:: Data for processing ::
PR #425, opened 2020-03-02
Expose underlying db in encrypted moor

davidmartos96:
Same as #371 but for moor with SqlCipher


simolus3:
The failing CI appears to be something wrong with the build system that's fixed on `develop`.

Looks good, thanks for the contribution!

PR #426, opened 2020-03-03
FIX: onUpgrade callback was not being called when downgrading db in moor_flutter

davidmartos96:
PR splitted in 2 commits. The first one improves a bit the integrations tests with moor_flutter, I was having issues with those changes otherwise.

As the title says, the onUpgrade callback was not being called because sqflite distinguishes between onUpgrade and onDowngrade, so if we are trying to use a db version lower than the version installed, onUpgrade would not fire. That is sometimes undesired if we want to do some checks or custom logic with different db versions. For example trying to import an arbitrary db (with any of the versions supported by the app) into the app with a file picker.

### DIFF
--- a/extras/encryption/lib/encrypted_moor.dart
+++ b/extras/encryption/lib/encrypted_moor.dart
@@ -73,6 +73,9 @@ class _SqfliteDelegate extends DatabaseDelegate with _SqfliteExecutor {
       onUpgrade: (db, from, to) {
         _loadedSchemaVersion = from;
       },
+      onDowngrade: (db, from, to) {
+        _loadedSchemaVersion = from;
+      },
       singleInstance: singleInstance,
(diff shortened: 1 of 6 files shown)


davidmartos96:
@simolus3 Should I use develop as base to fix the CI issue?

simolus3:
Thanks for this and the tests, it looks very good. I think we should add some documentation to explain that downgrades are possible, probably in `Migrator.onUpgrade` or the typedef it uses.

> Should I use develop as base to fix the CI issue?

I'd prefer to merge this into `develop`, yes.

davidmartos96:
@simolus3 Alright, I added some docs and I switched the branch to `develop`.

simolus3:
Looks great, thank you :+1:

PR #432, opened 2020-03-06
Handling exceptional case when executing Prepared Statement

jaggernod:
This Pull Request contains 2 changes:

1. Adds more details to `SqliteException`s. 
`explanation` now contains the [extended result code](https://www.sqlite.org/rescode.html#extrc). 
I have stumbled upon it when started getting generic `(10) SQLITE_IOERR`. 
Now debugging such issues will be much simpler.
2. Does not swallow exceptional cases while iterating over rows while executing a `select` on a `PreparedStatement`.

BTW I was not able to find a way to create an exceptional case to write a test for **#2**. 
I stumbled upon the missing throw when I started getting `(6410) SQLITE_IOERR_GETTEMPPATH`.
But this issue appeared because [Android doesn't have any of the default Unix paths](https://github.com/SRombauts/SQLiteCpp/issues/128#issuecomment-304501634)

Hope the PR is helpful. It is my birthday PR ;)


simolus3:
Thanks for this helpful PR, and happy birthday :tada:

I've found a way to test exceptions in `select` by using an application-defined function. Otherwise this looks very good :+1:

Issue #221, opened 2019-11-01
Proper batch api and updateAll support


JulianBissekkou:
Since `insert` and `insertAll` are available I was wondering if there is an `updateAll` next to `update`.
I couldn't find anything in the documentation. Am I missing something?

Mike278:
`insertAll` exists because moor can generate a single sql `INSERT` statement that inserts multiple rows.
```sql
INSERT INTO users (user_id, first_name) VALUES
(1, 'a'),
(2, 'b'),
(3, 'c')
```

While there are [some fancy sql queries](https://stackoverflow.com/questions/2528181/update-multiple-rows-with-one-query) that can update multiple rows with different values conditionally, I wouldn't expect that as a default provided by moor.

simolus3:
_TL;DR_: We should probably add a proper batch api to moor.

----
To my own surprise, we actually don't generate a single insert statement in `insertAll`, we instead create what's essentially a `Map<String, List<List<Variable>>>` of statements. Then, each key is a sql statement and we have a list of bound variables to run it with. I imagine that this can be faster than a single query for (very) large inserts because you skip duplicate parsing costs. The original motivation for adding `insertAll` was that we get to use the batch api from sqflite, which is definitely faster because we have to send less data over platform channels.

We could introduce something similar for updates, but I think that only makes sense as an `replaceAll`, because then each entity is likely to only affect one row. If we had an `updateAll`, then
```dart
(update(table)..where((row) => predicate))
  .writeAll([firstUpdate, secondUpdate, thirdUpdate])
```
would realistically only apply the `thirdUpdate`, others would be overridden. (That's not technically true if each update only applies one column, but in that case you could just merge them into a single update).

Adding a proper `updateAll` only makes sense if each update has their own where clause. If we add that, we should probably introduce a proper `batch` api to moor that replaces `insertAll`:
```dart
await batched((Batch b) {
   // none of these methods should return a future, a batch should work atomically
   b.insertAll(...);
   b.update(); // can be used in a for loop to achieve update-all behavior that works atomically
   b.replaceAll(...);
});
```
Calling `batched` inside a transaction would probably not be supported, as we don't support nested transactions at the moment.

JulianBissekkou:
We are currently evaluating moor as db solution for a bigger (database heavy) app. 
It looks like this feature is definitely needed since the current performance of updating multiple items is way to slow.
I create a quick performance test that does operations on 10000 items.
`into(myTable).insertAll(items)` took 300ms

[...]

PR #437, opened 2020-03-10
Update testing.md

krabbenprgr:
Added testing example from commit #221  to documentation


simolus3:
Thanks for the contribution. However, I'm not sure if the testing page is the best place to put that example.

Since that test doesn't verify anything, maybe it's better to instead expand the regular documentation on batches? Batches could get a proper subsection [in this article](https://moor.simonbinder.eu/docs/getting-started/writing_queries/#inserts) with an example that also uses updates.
:::
Looking at the listing above, which lines hold "merge"? Copy every such line.

I'd prefer to merge this into `develop`, yes.
would realistically only apply the `thirdUpdate`, others would be overridden. (That's not technically true if each update only applies one column, but in that case you could just merge them into a single update).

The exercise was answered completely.